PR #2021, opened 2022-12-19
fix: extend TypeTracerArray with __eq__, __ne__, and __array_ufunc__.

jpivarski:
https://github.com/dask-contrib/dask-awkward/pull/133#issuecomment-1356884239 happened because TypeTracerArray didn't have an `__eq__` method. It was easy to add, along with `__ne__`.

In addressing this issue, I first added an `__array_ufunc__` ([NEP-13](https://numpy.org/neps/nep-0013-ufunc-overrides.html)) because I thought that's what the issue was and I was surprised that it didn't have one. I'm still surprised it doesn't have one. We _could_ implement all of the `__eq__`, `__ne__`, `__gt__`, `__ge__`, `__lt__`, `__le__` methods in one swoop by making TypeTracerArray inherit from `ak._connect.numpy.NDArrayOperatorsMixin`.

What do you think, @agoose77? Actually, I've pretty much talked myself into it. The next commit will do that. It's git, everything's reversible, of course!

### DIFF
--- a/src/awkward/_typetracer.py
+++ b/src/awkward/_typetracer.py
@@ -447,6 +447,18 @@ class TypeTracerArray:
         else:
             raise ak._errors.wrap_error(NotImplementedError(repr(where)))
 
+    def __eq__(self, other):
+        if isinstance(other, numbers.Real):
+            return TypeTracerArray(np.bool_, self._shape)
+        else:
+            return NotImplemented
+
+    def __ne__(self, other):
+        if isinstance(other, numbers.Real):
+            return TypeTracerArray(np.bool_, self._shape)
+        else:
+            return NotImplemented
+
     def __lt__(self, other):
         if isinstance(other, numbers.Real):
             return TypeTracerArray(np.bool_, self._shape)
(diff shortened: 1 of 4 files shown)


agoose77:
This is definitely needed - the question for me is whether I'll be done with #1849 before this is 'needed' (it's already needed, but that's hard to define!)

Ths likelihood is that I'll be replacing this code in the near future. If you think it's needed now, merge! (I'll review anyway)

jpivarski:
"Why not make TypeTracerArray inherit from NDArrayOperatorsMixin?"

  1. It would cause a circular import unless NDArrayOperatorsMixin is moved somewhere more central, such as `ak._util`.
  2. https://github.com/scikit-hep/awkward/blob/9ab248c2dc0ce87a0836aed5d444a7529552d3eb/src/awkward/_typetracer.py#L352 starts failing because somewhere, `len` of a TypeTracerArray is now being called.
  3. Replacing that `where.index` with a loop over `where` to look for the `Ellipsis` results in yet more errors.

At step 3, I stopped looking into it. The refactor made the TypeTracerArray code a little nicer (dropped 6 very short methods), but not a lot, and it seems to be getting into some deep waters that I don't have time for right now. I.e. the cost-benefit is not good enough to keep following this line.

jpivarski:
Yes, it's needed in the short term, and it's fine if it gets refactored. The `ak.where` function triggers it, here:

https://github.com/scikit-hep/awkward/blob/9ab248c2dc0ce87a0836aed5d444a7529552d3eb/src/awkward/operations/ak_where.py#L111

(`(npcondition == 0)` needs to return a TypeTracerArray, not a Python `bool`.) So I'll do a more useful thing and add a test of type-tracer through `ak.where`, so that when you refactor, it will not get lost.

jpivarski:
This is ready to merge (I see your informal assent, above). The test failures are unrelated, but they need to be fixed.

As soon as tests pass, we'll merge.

--

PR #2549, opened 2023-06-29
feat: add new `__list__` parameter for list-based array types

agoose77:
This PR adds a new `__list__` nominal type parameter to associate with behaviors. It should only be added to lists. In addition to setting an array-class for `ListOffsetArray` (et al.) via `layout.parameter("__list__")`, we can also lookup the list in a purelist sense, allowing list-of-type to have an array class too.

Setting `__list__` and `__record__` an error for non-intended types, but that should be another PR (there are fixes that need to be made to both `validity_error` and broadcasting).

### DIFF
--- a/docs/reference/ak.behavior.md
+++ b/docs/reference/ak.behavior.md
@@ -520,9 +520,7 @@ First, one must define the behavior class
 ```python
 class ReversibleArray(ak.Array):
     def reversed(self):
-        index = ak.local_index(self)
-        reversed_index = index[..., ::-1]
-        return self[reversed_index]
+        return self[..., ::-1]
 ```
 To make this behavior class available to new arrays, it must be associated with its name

---

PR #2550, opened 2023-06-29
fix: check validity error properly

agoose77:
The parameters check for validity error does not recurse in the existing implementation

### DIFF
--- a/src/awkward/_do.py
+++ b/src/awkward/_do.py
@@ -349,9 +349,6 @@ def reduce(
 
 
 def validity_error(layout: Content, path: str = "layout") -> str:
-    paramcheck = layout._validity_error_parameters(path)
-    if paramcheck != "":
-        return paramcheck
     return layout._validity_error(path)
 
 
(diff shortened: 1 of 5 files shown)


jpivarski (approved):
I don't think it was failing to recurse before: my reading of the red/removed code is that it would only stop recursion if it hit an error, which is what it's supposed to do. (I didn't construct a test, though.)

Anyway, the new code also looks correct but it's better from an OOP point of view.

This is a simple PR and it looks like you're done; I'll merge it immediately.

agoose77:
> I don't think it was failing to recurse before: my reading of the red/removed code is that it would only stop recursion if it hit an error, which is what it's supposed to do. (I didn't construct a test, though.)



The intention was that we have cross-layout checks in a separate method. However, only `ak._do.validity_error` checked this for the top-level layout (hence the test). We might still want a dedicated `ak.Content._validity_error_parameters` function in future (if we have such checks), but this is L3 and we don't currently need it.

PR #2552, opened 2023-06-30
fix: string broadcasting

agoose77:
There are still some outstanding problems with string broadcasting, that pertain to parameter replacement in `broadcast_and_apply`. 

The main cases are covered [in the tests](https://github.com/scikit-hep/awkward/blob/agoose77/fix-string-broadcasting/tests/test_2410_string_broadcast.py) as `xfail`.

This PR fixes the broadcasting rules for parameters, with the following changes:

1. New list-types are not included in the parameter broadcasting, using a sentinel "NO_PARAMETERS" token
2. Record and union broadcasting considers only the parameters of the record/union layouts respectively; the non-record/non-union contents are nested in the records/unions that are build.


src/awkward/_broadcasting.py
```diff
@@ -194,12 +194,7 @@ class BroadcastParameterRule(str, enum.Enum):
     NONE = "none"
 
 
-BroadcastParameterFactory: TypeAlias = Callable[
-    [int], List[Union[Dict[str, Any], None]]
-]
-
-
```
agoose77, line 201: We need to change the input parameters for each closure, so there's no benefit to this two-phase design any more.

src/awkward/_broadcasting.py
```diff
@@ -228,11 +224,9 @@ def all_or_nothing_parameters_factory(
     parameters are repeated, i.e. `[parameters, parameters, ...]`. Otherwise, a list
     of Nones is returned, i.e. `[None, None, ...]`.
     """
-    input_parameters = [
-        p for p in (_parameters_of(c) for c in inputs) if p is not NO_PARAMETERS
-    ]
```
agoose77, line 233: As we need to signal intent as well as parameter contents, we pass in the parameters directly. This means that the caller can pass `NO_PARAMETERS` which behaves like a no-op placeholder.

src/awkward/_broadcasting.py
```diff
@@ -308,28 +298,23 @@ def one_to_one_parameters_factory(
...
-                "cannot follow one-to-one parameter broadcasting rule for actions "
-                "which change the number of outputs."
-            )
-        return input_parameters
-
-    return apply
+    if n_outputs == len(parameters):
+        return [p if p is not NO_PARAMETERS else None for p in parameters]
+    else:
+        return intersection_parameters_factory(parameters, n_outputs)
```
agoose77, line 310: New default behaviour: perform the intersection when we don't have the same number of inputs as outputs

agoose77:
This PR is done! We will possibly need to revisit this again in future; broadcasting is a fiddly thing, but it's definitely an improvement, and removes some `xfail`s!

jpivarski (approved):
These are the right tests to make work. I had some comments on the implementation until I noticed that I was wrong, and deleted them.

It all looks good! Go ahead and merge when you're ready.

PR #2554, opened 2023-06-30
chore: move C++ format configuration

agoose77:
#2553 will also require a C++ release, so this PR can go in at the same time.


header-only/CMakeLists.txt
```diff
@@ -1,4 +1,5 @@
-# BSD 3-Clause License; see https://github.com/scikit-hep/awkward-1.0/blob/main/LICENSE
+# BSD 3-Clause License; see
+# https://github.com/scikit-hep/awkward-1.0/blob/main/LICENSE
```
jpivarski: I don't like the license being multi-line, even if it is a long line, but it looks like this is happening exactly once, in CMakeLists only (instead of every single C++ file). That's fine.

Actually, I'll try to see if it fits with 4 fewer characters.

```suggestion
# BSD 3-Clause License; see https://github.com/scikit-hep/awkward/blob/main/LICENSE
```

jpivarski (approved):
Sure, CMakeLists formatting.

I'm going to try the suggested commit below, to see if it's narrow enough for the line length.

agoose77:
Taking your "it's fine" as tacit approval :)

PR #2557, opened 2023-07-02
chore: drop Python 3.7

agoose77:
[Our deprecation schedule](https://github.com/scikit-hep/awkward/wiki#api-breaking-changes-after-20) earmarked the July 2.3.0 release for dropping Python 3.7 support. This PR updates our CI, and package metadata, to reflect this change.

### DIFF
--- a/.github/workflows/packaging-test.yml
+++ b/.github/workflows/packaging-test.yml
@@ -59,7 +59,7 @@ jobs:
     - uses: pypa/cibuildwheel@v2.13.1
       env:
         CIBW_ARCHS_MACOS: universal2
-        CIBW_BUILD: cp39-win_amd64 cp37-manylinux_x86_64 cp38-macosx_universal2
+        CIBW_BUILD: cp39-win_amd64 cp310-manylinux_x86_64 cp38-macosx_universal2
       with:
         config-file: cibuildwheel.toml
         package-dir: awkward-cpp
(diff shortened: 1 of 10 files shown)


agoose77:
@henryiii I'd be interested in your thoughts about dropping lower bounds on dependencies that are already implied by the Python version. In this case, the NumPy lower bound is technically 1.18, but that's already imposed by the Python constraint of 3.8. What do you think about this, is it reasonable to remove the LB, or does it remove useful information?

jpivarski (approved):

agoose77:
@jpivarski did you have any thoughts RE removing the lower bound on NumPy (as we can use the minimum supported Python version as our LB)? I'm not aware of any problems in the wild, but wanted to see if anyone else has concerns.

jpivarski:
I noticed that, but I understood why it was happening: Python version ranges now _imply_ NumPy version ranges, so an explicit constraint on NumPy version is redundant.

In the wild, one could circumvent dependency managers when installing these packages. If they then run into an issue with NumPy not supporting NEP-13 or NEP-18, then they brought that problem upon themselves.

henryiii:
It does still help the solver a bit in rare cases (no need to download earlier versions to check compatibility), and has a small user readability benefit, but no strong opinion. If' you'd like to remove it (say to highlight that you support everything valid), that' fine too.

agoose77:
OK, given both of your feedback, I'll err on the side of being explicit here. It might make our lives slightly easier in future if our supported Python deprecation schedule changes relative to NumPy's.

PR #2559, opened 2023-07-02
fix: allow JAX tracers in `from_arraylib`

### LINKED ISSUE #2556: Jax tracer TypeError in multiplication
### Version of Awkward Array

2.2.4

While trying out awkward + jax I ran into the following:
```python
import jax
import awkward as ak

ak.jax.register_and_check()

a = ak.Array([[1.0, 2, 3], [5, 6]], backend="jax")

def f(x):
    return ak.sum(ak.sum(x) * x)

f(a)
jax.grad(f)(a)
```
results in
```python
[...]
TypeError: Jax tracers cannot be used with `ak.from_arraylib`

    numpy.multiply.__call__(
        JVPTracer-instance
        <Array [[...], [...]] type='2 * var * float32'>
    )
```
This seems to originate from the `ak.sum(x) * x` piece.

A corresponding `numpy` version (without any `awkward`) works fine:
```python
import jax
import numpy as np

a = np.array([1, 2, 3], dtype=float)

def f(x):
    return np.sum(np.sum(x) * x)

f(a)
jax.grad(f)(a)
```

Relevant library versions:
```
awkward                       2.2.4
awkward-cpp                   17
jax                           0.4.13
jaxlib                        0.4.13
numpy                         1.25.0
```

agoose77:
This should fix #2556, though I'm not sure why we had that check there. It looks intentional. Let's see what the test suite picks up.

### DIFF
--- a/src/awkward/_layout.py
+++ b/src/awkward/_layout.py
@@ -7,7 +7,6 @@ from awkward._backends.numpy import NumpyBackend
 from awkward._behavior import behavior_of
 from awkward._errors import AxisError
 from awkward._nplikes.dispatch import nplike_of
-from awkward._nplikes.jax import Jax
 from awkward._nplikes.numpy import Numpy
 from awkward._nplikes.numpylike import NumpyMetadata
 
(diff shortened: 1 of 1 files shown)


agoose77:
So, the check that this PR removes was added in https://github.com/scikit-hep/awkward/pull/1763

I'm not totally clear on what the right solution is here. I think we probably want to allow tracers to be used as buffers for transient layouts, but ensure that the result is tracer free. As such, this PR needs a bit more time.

### What you have to do
Using the records above, write out exactly the lines between the one holding "from awkward._behavior import behavior_of" and the one holding "I'm not totally", inclusive; leave everything else out.

### Response for this exercise
 from awkward._behavior import behavior_of
 from awkward._errors import AxisError
 from awkward._nplikes.dispatch import nplike_of
-from awkward._nplikes.jax import Jax
 from awkward._nplikes.numpy import Numpy
 from awkward._nplikes.numpylike import NumpyMetadata
 
(diff shortened: 1 of 1 files shown)


agoose77:
So, the check that this PR removes was added in https://github.com/scikit-hep/awkward/pull/1763

I'm not totally clear on what the right solution is here. I think we probably want to allow tracers to be used as buffers for transient layouts, but ensure that the result is tracer free. As such, this PR needs a bit more time.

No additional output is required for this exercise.